━━━ Records ━━━
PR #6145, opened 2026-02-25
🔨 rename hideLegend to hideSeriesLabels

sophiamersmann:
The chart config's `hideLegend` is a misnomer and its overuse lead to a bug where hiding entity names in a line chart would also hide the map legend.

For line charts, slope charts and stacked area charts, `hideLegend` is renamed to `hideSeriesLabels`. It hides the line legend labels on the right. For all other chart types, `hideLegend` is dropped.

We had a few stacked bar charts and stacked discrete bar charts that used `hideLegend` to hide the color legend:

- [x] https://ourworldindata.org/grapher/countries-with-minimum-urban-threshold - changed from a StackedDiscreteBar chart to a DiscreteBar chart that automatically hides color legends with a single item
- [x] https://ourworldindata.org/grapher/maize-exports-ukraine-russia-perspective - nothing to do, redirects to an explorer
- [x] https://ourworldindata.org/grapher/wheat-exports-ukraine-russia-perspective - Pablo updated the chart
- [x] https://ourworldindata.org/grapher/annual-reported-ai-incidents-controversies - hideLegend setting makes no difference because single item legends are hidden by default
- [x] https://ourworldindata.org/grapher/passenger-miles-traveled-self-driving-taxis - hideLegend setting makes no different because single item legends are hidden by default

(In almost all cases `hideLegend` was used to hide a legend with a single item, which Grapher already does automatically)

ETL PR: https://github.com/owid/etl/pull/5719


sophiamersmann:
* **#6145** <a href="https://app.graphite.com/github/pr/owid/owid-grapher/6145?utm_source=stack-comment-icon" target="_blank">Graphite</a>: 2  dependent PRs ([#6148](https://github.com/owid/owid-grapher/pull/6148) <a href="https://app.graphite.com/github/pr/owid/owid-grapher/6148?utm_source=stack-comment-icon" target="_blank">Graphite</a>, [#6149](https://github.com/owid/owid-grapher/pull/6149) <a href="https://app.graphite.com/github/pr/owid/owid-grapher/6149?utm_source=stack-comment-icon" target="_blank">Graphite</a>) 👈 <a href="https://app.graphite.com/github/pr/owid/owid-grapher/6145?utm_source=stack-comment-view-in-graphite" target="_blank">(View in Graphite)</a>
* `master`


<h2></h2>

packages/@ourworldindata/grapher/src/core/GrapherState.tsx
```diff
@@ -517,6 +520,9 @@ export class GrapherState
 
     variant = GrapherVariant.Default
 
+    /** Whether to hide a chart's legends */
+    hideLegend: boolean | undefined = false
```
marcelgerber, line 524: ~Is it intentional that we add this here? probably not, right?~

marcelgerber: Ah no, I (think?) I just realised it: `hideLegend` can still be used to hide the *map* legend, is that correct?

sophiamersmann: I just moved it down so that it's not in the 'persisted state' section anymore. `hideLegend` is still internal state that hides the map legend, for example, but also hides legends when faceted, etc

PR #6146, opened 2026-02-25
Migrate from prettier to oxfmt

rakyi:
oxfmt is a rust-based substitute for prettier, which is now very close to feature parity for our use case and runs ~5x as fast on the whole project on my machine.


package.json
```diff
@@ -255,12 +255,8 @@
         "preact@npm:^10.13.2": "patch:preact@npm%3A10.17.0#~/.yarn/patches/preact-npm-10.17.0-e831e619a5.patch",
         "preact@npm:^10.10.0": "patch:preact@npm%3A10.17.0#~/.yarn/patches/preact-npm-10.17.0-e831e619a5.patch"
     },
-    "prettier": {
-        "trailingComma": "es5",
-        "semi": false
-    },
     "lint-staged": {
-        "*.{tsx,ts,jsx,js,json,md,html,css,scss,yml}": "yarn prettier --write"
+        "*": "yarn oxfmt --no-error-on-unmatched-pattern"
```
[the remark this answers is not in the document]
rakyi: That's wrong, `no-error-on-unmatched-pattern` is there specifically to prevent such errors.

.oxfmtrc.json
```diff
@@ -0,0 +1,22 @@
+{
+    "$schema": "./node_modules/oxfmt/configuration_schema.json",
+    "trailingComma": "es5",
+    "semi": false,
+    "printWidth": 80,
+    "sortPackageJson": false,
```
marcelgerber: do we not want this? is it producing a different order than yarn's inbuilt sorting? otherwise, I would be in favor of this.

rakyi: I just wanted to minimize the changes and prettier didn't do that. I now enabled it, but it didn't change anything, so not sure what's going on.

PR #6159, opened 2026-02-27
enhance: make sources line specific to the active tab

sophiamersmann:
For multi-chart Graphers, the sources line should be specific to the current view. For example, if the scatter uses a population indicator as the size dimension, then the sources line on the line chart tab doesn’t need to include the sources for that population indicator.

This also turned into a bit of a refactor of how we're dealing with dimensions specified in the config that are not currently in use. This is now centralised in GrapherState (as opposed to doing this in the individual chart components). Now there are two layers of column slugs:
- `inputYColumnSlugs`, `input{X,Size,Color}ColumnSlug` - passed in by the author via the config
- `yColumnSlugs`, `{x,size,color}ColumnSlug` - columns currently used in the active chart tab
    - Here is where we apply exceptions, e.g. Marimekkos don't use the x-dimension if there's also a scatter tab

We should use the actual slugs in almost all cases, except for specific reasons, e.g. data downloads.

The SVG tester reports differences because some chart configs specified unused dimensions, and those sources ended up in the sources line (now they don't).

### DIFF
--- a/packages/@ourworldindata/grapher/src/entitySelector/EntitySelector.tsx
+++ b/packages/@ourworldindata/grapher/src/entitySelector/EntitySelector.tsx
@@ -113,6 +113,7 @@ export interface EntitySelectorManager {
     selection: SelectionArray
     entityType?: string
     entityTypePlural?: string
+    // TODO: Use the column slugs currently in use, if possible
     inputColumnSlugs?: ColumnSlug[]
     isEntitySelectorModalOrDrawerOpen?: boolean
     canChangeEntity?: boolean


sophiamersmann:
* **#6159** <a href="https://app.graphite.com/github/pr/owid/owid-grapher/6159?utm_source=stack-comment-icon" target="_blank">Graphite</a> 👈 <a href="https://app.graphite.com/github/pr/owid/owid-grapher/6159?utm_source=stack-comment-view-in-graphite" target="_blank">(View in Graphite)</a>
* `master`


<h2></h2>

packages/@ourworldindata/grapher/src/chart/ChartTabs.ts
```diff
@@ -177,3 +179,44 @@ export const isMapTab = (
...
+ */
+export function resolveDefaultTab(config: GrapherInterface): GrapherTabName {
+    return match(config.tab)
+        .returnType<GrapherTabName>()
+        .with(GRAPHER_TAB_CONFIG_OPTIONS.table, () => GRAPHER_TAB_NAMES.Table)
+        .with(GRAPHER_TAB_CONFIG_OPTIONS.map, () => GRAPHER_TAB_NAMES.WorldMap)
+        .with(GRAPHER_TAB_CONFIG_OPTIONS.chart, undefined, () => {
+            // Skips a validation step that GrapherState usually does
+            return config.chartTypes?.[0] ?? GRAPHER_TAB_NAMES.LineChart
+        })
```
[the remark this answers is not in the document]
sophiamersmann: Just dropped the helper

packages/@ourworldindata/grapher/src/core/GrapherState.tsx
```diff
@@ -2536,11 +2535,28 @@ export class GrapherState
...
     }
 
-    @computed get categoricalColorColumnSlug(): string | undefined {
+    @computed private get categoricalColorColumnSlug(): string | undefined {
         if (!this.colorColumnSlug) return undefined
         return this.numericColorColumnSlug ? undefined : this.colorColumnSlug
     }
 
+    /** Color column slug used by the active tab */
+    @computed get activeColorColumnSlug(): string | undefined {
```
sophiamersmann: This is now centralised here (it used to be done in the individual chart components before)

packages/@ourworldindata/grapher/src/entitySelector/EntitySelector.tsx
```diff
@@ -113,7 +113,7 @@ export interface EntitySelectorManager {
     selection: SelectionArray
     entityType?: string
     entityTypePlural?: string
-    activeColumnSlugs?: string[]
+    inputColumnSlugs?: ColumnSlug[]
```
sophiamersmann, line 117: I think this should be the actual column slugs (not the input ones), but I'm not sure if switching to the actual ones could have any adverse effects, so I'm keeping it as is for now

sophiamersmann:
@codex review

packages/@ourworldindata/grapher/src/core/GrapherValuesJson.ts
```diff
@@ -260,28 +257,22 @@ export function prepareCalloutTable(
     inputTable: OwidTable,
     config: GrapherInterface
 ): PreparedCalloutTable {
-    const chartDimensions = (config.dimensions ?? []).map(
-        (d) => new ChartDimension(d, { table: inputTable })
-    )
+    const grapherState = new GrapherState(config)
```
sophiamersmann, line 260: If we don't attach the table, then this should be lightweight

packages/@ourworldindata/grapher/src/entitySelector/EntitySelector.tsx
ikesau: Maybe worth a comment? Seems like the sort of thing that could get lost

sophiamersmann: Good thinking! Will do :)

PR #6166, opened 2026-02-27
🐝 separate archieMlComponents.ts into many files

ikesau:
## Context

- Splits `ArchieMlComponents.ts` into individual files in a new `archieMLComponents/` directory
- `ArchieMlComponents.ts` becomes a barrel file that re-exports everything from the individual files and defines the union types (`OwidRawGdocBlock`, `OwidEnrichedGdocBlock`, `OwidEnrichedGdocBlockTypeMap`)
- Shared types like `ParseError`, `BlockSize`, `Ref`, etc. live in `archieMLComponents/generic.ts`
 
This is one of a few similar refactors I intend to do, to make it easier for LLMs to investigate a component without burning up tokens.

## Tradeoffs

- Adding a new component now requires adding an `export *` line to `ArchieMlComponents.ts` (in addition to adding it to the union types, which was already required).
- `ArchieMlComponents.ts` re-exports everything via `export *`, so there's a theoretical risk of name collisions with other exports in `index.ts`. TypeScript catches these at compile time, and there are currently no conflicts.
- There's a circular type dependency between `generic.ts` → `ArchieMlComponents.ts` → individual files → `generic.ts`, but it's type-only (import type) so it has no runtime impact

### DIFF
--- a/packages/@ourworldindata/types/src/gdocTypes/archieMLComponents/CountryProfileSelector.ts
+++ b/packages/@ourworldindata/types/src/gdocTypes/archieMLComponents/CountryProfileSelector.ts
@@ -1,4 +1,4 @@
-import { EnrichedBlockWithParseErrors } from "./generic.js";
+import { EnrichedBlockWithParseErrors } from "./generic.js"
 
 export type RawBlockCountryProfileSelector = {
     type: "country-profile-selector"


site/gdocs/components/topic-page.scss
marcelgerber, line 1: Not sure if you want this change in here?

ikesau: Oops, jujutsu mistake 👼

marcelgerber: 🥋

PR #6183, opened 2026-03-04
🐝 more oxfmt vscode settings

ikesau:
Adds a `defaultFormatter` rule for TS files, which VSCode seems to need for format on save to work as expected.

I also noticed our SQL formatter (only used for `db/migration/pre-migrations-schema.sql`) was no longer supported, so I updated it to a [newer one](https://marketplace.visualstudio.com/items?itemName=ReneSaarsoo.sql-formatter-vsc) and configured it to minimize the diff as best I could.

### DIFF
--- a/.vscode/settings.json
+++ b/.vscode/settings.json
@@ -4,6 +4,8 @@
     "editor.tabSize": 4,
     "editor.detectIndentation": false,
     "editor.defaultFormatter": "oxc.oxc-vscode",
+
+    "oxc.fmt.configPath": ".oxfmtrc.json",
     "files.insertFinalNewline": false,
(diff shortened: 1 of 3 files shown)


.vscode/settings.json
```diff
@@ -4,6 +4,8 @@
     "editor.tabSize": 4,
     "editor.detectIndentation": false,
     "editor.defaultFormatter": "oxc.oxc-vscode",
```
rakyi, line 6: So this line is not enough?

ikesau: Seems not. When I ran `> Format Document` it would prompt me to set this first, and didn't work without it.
━━━
What you should do: Search term "false": return each line of the data that contains it.

Response below:
+    hideLegend: boolean | undefined = false
-        "semi": false
+    "semi": false,
+    "sortPackageJson": false,
     "editor.detectIndentation": false,
     "files.insertFinalNewline": false,
     "editor.detectIndentation": false,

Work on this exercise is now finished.